**Directions:**
Copy out each line below exactly as written.

**Source data:**
----------------------------------------
PR #1928, opened 2025-03-14
[Android] Phase out older ARM architectures

MAJigsaw77:
- **Removed `armv7` by default** → Modern devices use `arm64`; keeping `armv7` adds overhead.  
- **Removed `armv5` completely** → Too old, rarely used, and complicates maintenance.

### DIFF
----------------------------------------
**Response below:**
PR #1928, opened 2025-03-14
[Android] Phase out older ARM architectures

MAJigsaw77:
- **Removed `armv7` by default** → Modern devices use `arm64`; keeping `armv7` adds overhead.  
- **Removed `armv5` completely** → Too old, rarely used, and complicates maintenance.

### DIFF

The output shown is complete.